Aim of the task: Write out again, exactly, the lines below starting at the one with "1. Start a new" and ending at the one with "6. Add four".

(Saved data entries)
PR #2274, opened 2017-10-25
[TextFields] Major improvements to RTL

### LINKED ISSUE #1843: [TextFields] Placeholder layout is broken in RTL with an overlay view
The width is insufficient. Works when no leadingView or trailingView.
 iOS 8.1. iPhone 5S
simulator screen shot - iphone 6 - 2017-08-18 at 16 20 18

### LINKED ISSUE #2237: [TextFields] TrailingView does not work in RTL
### Overview
The documentation for the MDCTrailingView trailingView property indicates that it will display on the left when in RTL mode.  However, while the trailingView displays properly in LTR mode, when in RTL mode, it doesn't show at all.

It looks like the trailingView property should be updated to check the layout direction, similar to the implementation of the trailingViewMode property.

### Reproduction steps
- Create a view with the trailingView set.  Change language to an RTL language.  The trailingView is not visible.

### Version number
37.0.0

willlarche:
Closes #1843 
Closes #2237 

Replaces old RTL support with MDFInternationalization.

### DIFF
--- a/MaterialComponents.podspec
+++ b/MaterialComponents.podspec
@@ -460,6 +460,7 @@ Pod::Spec.new do |s|
 
       sss.dependency "MDFInternationalization"
       sss.dependency "MaterialComponents/private/Math"
+      sss.dependency "MDFInternationalization"
     end
     ss.subspec "ColorThemer" do |sss|
       sss.ios.deployment_target = '8.0'
--- a/components/TextFields/src/MDCTextField.m
+++ b/components/TextFields/src/MDCTextField.m
@@ -19,9 +19,9 @@
 #import "MDCTextInputCharacterCounter.h"
 #import "private/MDCTextInputCommonFundament.h"
 
-#import "MDFInternationalization.h"
 #import "MaterialMath.h"
 #import "MaterialTypography.h"
+#import "MDFInternationalization.h"
 
 static NSString *const MDCTextFieldCursorColorKey = @"MDCTextFieldCursorColorKey";
 static NSString *const MDCTextFieldFundamentKey = @"MDCTextFieldFundamentKey";
@@ -121,7 +121,6 @@ static const CGFloat MDCTextInputEditingRectRightViewPaddingCorrection = -2.f;
     copy.trailingView = [self.trailingView copy];
   }
   copy.trailingViewMode = self.trailingViewMode;
-
 
   return copy;
 }
--- a/components/TextFields/src/MDCTextField.m
+++ b/components/TextFields/src/MDCTextField.m
@@ -307,26 +307,36 @@ static const CGFloat MDCTextInputEditingRectRightViewPaddingCorrection = -2.f;
 }
 
 - (UIView *)trailingView {
+  if ([self shouldManuallyEnforceRightToLeftLayoutForOverlayViews] &&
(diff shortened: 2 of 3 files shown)


MaterialComponents.podspec
```diff
@@ -459,7 +459,7 @@ Pod::Spec.new do |s|
       sss.dependency "MaterialComponents/Typography"
 
       sss.dependency "MaterialComponents/private/Math"
-      sss.dependency "MaterialComponents/private/RTL"
+      sss.dependency "MDFInternationalization"
```
sigito: Since this component does not depend on MDCRTL anymore, you should also remove the rest of `MatiralRTL.h` imports in:
* `MDCMultilineTextField.m`
* `MDCTextInputControllerFilled.m`
* `MDCTextInputControllerFullWidth.m`
* `MDCTextInputControllerLegacyDefault.m`
* `MDCTextInputControllerLegacyFullWidth.m`

willlarche: I think yours covers that. We’ll merge it first.

components/TextFields/src/MDCTextField.m
```diff
@@ -282,26 +282,36 @@ - (UILabel *)trailingUnderlineLabel {
 }
 
 - (UIView *)trailingView {
+  if ([self shouldManuallyEnforceRightToLeftLayoutForOverlayViews] &&
+      self.mdf_effectiveUserInterfaceLayoutDirection == UIUserInterfaceLayoutDirectionRightToLeft) {
```
ianegordon: Should this be an && or and || ? 
If we are iOS 9+, and self.mdf_effectiveUIDirection == RTL, do we not want to return self.leftView?

components/TextFields/src/MDCTextField.m
```diff
@@ -621,14 +638,32 @@ - (void)textFieldDidEndEditing:(__unused NSNotification *)note {
...
+#pragma mark - RTL
+
+// TODO: (larche) remove when we drop iOS 8
+// Prior to iOS 9 RTL was not automatically applied, so we need to apply fixes manually.
+- (BOOL)shouldManuallyEnforceRightToLeftLayoutForOverlayViews {
+  BOOL manuallyEnforceRTL = YES;
+
+  NSOperatingSystemVersion iOS9Version = {9, 0, 0};
+  NSProcessInfo *processInfo = [NSProcessInfo processInfo];
+  if ([processInfo respondsToSelector:@selector(isOperatingSystemAtLeastVersion:)] &&
```
ianegordon, line 677: Ah, now I understand our conversation determining iOS version.

components/TextFields/src/MDCTextField.m
ianegordon: Followup: I understand now.  Consider adding a comment:
// On iOS 8 we must manually exchange leftView and rightView in RTL mode.

ianegordon (approved):
Please verify (ideally including screenshots) of before and after on in RTL mode of an iOS 8 Sim and an iOS 9+ Sim.

components/TextFields/src/MDCTextField.m
willlarche: I've added a comment on each of these now that says that.

PR #2289, opened 2017-10-26
[TextFields] Fixes bugs on multiline IB support

### LINKED ISSUE #2278: [TextFields] Multiline text field causes crash if added to IB file
**Problem**
Creating an instance of MDCMultilineTextField in Storyboard in Xcode 9.0 leads to 'NSGenericException', specifically regarding the NSLayoutConstraints on the embedded UITextView within the MDCMultilineTextField.

**Steps to reproduce** (XCode 9.0)
1. Start a new XCode Project of the 'Single View App' type
2. Install the MaterialComponents pod (`pod init`, add "pod 'MaterialComponents', '~> 38.0'" to the podfile, `pod install`)
3. Check that MaterialComponents installed correctly and open the new workspace file
4. Drag and drop a new UIView onto the default View Controller
5. Change the Custom Class of the new UIView in the Identity Inspector to be MDCMultilineTextField
6. Add four constraints between the four edges of the MDCMultilineTextField view and the main view
7. Run. NSGenericException occurs stating that it cannot activate constraints.

**Underlying cause:**
When MDCMultilineTextField's `updateConstraints` method is called, there are two UITextViews. One UITextView is a subview of the MDCMultilineTextField (which you can find by using NSLog to print out the value self.subviews). The other UITextView is the one stored in `self.textView` of the MDCMultilineTextField. This second one is not a subview of the MDCMultilineTextField, so trying to activate the new constraint(s) in the `updateConstraints` method fails.

The `_textView` property is initialised twice during the `initWithCoder` method. One UITextView is created during the `[[MDCTextInputCommonFundament alloc] initWithTextInput:self];` method. Then another UITextView is created later in the `initWithCoder` method, just after the line `_multilineDelegate = [aDecoder decodeObjectForKey:MDCMultilineTextFieldMultilineDelegateKey];`. This second UITextView is never added as a subview.

**Workaround:**
Comment out the line with `_textView = [[UITextView alloc] initWithFrame:CGRectZero]`, immediately following the line `_multilineDelegate = ...`.

Running now leads to no exception, and the multiline text field works as expected.

willlarche:
Closes #2278

### DIFF
--- a/components/TextFields/examples/TextFieldInterfaceBuilderExample.m
+++ b/components/TextFields/examples/TextFieldInterfaceBuilderExample.m
@@ -20,22 +20,22 @@
 
 @import MaterialComponents.MaterialTextFields;
 
-@interface TextFieldInterfaceBuilderLegacyExample () <UITextFieldDelegate>
+@interface TextFieldInterfaceBuilderExample () <UITextFieldDelegate>
 
 @property(weak, nonatomic) IBOutlet MDCTextField *firstTextField;
-@property(nonatomic, strong) MDCTextInputControllerLegacyDefault *firstController;
+@property(nonatomic, strong) MDCTextInputControllerFilled *firstController;
 @property(weak, nonatomic) IBOutlet MDCTextField *lastTextField;
-@property(nonatomic, strong) MDCTextInputControllerLegacyDefault *lastController;
+@property(nonatomic, strong) MDCTextInputControllerFilled *lastController;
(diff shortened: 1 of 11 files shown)


ajsecord (approved):

willlarche:
Well, this borked the NSCoder unit tests. Working on fix.

willlarche:
@ajsecord , there have been changes. Please re-approve.

ajsecord (approved):

PR #2300, opened 2017-10-27
[NavigationBarExamples] Swapped private/RTL with MDFi18n

sigito:
I really don't know how it slipped through. The last piece before `private/RTL` is ready to be removed.

#1475.

### DIFF
--- a/components/NavigationBar/examples/NavigationBarLayoutExample.m
+++ b/components/NavigationBar/examples/NavigationBarLayoutExample.m
@@ -55,7 +55,7 @@
 
   UIBarButtonItem *backButtonItem = [[UIBarButtonItem alloc]
       initWithImage:[[[MDCIcons imageFor_ic_arrow_back]
-                        mdf_imageFlippedForRightToLeftLayoutDirection]
+                        mdf_imageWithHorizontallyFlippedOrientation]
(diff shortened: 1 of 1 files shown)


components/NavigationBar/examples/NavigationBarLayoutExample.m
```diff
@@ -19,11 +19,10 @@
 //
 //
 
+#import "MDFInternationalization.h"
```
willlarche: Move down to bottom of list to keep it alphabetized.

willlarche (changes requested):

components/NavigationBar/examples/NavigationBarLayoutExample.m
sigito: Aren't all capital letter are in front of lower ones according to the ObjC style guide?

willlarche: Oh, possibly! Can you cite?

sigito: I struggle to actually find it. Moved the import down :)

willlarche: Thank you!

willlarche (approved):

PR #2305, opened 2017-10-29
[Catalog] @objc annotating all CatalogByConvention funcs

mpetrov:
CatalogByConvention funcs are implicitly `@objc` in Swift3.

In Swift4, this will no longer be the case and could cause runtime failures.


willlarche (approved):
Thank you!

Answer:
1. Start a new XCode Project of the 'Single View App' type
2. Install the MaterialComponents pod (`pod init`, add "pod 'MaterialComponents', '~> 38.0'" to the podfile, `pod install`)
3. Check that MaterialComponents installed correctly and open the new workspace file
4. Drag and drop a new UIView onto the default View Controller
5. Change the Custom Class of the new UIView in the Identity Inspector to be MDCMultilineTextField
6. Add four constraints between the four edges of the MDCMultilineTextField view and the main view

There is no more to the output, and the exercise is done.